• **Input data**
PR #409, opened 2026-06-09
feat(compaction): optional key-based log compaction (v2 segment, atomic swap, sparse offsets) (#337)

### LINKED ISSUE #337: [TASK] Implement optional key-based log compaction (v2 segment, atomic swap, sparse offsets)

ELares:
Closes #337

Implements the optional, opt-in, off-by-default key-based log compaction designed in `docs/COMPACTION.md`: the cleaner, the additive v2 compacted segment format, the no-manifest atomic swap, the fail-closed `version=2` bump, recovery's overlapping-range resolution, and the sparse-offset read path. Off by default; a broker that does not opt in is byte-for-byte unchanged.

• **Required action**
Print, without alteration, only the lines above between the one holding "feat(compaction): optional key-based" and the one holding "Closes #337", inclusive.

• **Response to the task**
feat(compaction): optional key-based log compaction (v2 segment, atomic swap, sparse offsets) (#337)

### LINKED ISSUE #337: [TASK] Implement optional key-based log compaction (v2 segment, atomic swap, sparse offsets)

ELares:
Closes #337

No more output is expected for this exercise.